_WHAT YOU ARE ASKED TO DO_
Find the line with "explicit mode for" in the entries below. Repeat it, every following line, and the line with "## Summary by cubic", exactly and with nothing added.

_ENTRIES SHOWN_

PR #11246, opened 2026-09-10
feat(organization): email confirmation for deletion & ownership transfer, plus explicit confirmationMode

### LINKED ISSUE #10748: feat: email confirmation for org deletion & ownership transfer, plus opt-in confirmationMode

The `user.deleteUser` flow supports an optional email confirmation step
(`sendDeleteAccountVerification`): the user requests deletion, gets an email
with a confirmation link, and the account is only deleted after they click
it. This protects against accidental or malicious one-click account deletion
(e.g. XSRF-ish misuse, a compromised session, a stray API call).

The organization plugin has no equivalent for its two most destructive
member-facing actions:

- `organization/delete` deletes the organization immediately once the caller
  passes the `organization:delete` permission check — no confirmation step.
- There is no "transfer ownership" operation at all. Reassigning the
  `creatorRole` (owner) today means calling `organization/update-member-role`
  directly, which takes effect immediately with no verification that the
  current owner actually intended to give up control.

Both are effectively irreversible from the acting member's perspective (data
loss for deletion, loss of control for ownership transfer), so they deserve
the same opt-in confirmation pattern `deleteUser` already has.

Mirror the existing `user.deleteUser` contract for these two organization
actions, as two independent, opt-in features under `OrganizationOptions`:

**1. Organization deletion confirmation**

```ts
organization({
  organizationDeletion: {
    sendDeleteOrganizationVerification: async ({ organization, user, url, token }, request) => {
      // send email
    },
    deleteTokenExpiresIn: 60 * 60 * 24, // default 1 day
  },
})
```

- `organization/delete` gains an optional `token` field in its body, same as
  `deleteUser`. Without `sendDeleteOrganizationVerification` configured,
  behavior is unchanged (immediate deletion) — fully backward compatible.
- With it configured, the first call creates a single-use verification token
  scoped to `(organizationId, requesting user)`, emails a callback URL, and
  returns `{ success: true, message: "Verification email sent" }` instead of
  deleting.
- New `GET /organization/delete/callback?token=...` endpoint (mirroring
  `/delete-user/callback`) re-validates the session and permission, consumes
  the token atomically, then runs the existing deletion path (including
  `beforeDeleteOrganization`/`afterDeleteOrganization` hooks).

**2. Ownership transfer confirmation**

A new dedicated endpoint rather than overloading `update-member-role` (which
is a generic, synchronous, multi-role endpoint and shouldn't grow an async
confirmation branch):

```ts
organization({
  ownershipTransfer: {
    sendTransferOwnershipVerification: async ({ organization, currentOwner, newOwner, url, token }, request) => {
      // send email
    },
    transferTokenExpiresIn: 60 * 60 * 24,
  },
})
```

- `POST /organization/transfer-ownership` — body: `organizationId`,
  `newOwnerMemberId`. Callable only by a current owner (or someone with
  `organization:update` on the owner role, consistent with today's
  last-owner rules in `update-member-role`).
- Without `sendTransferOwnershipVerification` configured: performs the same
  atomic demote-current/promote-target role swap that calling
  `update-member-role` with the creator role does today.
- With it configured: emails the *current owner* (not the target — they
  didn't initiate anything) a confirmation link; only on click does the
  atomic role swap happen. Token is single-use, scoped to
  `(organizationId, current owner, target member)` so it can't be replayed
  against a different target after org membership changes.
- Reuses the existing "can't leave an org with zero owners" guard from
  `update-member-role`/`remove-member`/`leave-organization`.

Both features:
- Are fully opt-in (no config change = current behavior, no breaking change).
- Get `beforeDelete`/`afterDelete`-style hooks where useful, consistent with
  existing `organizationHooks`.
- Ship with unit tests under `packages/better-auth/src/plugins/organization/routes/*.test.ts`
  and docs updates in `docs/content/docs/plugins/organization.mdx`.

- **Overloading `update-member-role` with a confirmation branch for the
  creator role** — rejected: that endpoint handles arbitrary multi-role
  updates for any member, not just ownership; bolting an async
  email-confirmation branch onto it changes its contract in a confusing,
  role-specific way and complicates testing/typing for a case that's a small
  minority of its calls.
- **A single generic "confirm sensitive org action" token type reused across
  delete/transfer** — rejected for the initial version: the two actions have
  different payloads (org vs. two members) and different recipients (acting
  member vs. current owner); a shared abstraction can be extracted later if a
  third use case shows up, but building it now would be speculative.

### Additional context

Existing prior art in this codebase to follow for both the API shape and the
security details (atomic single-use token consumption via
`consumeVerificationValue`, session-freshness bypass on the callback via
`disableCookieCache`, `originCheck` middleware on the callback URL):

- `packages/better-auth/src/api/routes/update-user.ts` (`deleteUser`,
  `deleteUserCallback`)
- Options contract: `packages/core/src/types/init-options.ts` (`user.deleteUser`)

Related existing organization primitives this feature builds on:
- `packages/better-auth/src/plugins/organization/routes/crud-org.ts`
  (`deleteOrganization`, `beforeDeleteOrganization`/`afterDeleteOrganization`
  hooks)
- `packages/better-auth/src/plugins/organization/routes/crud-members.ts`
  (`updateMemberRole`, existing last-owner protection logic)

mcorbelli:
Closes #10748

## Context

This issue proposed two independent, opt-in additions to bring the
organization plugin's most destructive actions (deletion, ownership
transfer) in line with the confirmation pattern `user.deleteUser` already
has, plus a follow-up `confirmationMode` generalizing the "the emailed link
is itself destructive" concern across all four confirmation surfaces
(`deleteUser`, `changeEmail`, and the two new organization ones).

**Note on process:** at the time of opening this PR, the issue is still
untriaged on GitHub (no `target:*` label, no maintainer response on the
thread yet). I received explicit go-ahead to open this PR from **@max**
(ping-maxwell) on Discord. Happy to adjust scope, split this up, or close it
if the direction doesn't match what the team has in mind — opening this was
meant to give something concrete to react to rather than pre-empt the
triage/discussion CONTRIBUTING.md asks for.

## What changed

**Organization deletion confirmation**
- `organizationDeletion.sendDeleteOrganizationVerification` gates
  `organization.delete` behind a confirmation email. Token scoped to
  `(organizationId, requesting user)`, single-use, expiry via
  `deleteTokenExpiresIn` (default 1 day).
- New `GET /organization/delete/callback`: re-validates session and the
  `organization:delete` permission (both may have changed since the email
  was sent), consumes the token, then runs the existing deletion path
  (including `beforeDeleteOrganization`/`afterDeleteOrganization`).

**Ownership transfer**
- New `POST /organization/transfer-ownership`, deliberately not folded into
  `update-member-role` (which stays generic and synchronous). Same
  authorization shape as `update-member-role`: current owner, or a member
  with `member:update` permission.
- New `adapter.transferOwnership`, wrapped in a transaction, so a crash
  between promoting the target and demoting the current owner can't leave
  the organization with zero owners or two.
- `ownershipTransfer.sendTransferOwnershipVerification` gates it behind a
  confirmation email sent to the **current owner** (they're the one giving
  up control, not the target). Token scoped to `(organizationId, current
  owner, target member)`.
- New `beforeTransferOwnership`/`afterTransferOwnership` hooks.

**`confirmationMode: "instant" | "explicit"`** (default `"instant"`), on all
four surfaces (`user.deleteUser`, `user.changeEmail`, `organizationDeletion`,
`ownershipTransfer`)
- Today, the emailed link for all of these is a plain `GET` that applies the
  change on visit. Some email clients and security scanners open links
  automatically to scan them (Outlook Safe Links, link-preview proxies),
  which can trigger the change without the user actually clicking anything.
- In `"explicit"` mode, the emailed `url` points at the app's own callback
  URL with the token attached instead of better-auth's endpoint, and a
  `.../preview` (GET, no mutation) + `.../confirm` (POST, applies it) pair
  replaces the single destructive GET.
- Default stays `"instant"` everywhere, so this is fully backward compatible.

Both organization features and `confirmationMode` are opt-in: without
configuring the relevant callback, behavior is unchanged.

## Things worth flagging in review

- **`organization.delete`'s response type is now a union**
  (`Organization | { success, message }`), to accommodate the
  pending-verification acknowledgement — mirrors `deleteUser`'s existing
  contract, but it's a type change for `authClient.organization.delete`'s
  callers even when they don't use the new option.
- **`changeEmail`'s token isn't single-use.** It's a signed JWT, not a
  `verification` DB row, so in `"explicit"` mode a `/change-email/confirm`
  replay before expiry just re-applies the same (idempotent) email change.
  This is pre-existing behavior of the instant-mode link too, not something
  this PR introduces — documented explicitly rather than left implicit.
- **Naming collision with an existing option.** The organization plugin
  already had a top-level `disableOrganizationDeletion: boolean`. The docs
  incorrectly described it as living under an `organizationDeletion` key —
  which this PR now uses for the real, nested confirmation config. Fixed
  the doc text to distinguish the two; happy to rename either option if the
  team would rather avoid the near-collision.

## Testing

- New tests: `crud-org.test.ts` (delete confirmation, instant + explicit +
  permission-revoked-after-send), `transfer-ownership.test.ts` (immediate
  swap, instant + explicit confirmation, self-transfer / already-owner /
  outside-member rejections), `update-user.test.ts` (`confirmationMode`
  explicit mode for both `deleteUser` and `changeEmail`, both
  token-generation sites for the latter).
- `pnpm typecheck` passes.
- Full existing suites re-run clean: `packages/better-auth/src/api` (435
  tests) and `packages/better-auth/src/plugins/organization` (259 tests +
  the new ones above).

## Docs

Updated `docs/content/docs/plugins/organization.mdx` (delete confirmation,
new Transfer Ownership section, Options list) and
`docs/content/docs/concepts/users-accounts.mdx` (`confirmationMode` for
`deleteUser`/`changeEmail`), plus the coarse `reference/options.mdx` sample.

https://claude.ai/code/session_01U3d98r2fYSginqYX37zbhh

---
## Summary by cubic
Adds opt-in email confirmation for organization deletion and a new ownership-transfer endpoint, plus a `confirmationMode: "explicit"` option for `deleteUser`, `changeEmail`, and both new organization actions so emailed links preview instead of apply, preventing auto-opening mail clients and security scanners from triggering destructive changes. Default stays `"instant"` and all changes are backward compatible.

**Breaking Changes**
- `organization.delete` now returns `Organization | { success, message }` instead of just `Organization` when a verification email is configured.

**Notes**
- Removes the unused optional `better-sqlite3` peer dependency to prevent installation conflicts.
- `changeEmail` tokens are signed JWTs, not single-use; a replay before expiry just re-applies the same idempotent change (pre-existing).
- The new nested `organizationDeletion` option is named close to the existing top-level `disableOrganizationDeletion`; docs now distinguish both.

<sup>Written for commit ad90be49a3543d8f3304c68403dd4d3a54773f10. Summary will update on new commits.</sup>

<a href="https://cubic.dev/pr/better-auth/better-auth/pull/11246?utm_source=github" target="_blank" rel="noopener noreferrer" data-no-image-dialog="true"><picture><source media="(prefers-color-scheme: dark)" srcset="https://www.cubic.dev/buttons/review-in-cubic-dark.svg"><source media="(prefers-color-scheme: light)" srcset="https://www.cubic.dev/buttons/review-in-cubic-light.svg">Review in cubic</picture></a>


mcorbelli:
Quick status update after pushing the fixes:

**Greptile's three findings from the first review are all addressed:**
- "Admins Can Create Owners" → 6c65d4c3f (`fix(organization)!: require the actual owner for ownership transfer`)
- "Unauthorized Requests Burn Tokens" (organization delete) → 6467ec0e3 (`fix(organization): validate before consuming the organization-delete token`)
- "Concurrent Transfers Create Owners" → f617d7391 (`fix(organization): guard the ownership demotion against concurrent transfers`)

The same token-burn-before-auth pattern also existed on the ownership-transfer resolver (not called out by name in the original review, but the same class of bug) — fixed alongside 6c65d4c3f. Each fix has a dedicated regression test that fails without it.

**Separately, I don't think Greptile can currently re-review this PR at all**, unrelated to anything in this diff: this branch is based on `main` (as CONTRIBUTING.md instructs), and got auto-retargeted to `next` for the minor changeset. But `next`'s current tip is 132 commits behind `main` — including the v1.7.0, v1.7.1, and v1.7.4 release commits — so the `next...head` diff GitHub computes includes all of that unrelated backlog on top of this PR's actual ~15 files, which is presumably why the last review comment says "Too many files changed for review (683 files, 100 file limit)." Flagging in case a `main` → `next` sync is overdue independently of this PR.

mcorbelli:
For anyone reviewing manually: the PR's "Files changed" tab is comparing against `next`'s stale tip and pulls in ~670 unrelated files from the `main`→`next` backlog above. The actual diff this PR introduces is 18 files: https://github.com/better-auth/better-auth/compare/main...mcorbelli:better-auth:feat/org-action-confirmation

mcorbelli:
A second automated review (cubic) also ran, on 683 files. 9 of its 10 findings are in files this PR never touches (workflow files, sso/hono docs, mdx-components.tsx) — same `next`/`main` staleness noise as Greptile's file-count error above, verified each one against `git diff upstream/main`. The 10th is real and now fixed in ad90be49a: the changeset understated `organization.delete`'s return-type change as fully backward compatible when it's actually a TypeScript breaking change (return type is now a union) for every caller, not just those opting into the new option. Added an explicit Breaking change note to the changeset.

mcorbelli:
Superseded by #11250.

_SOLUTION TO THIS EXERCISE_
  explicit mode for both `deleteUser` and `changeEmail`, both
  token-generation sites for the latter).
- `pnpm typecheck` passes.
- Full existing suites re-run clean: `packages/better-auth/src/api` (435
  tests) and `packages/better-auth/src/plugins/organization` (259 tests +
  the new ones above).

## Docs

Updated `docs/content/docs/plugins/organization.mdx` (delete confirmation,
new Transfer Ownership section, Options list) and
`docs/content/docs/concepts/users-accounts.mdx` (`confirmationMode` for
`deleteUser`/`changeEmail`), plus the coarse `reference/options.mdx` sample.

https://claude.ai/code/session_01U3d98r2fYSginqYX37zbhh

---
## Summary by cubic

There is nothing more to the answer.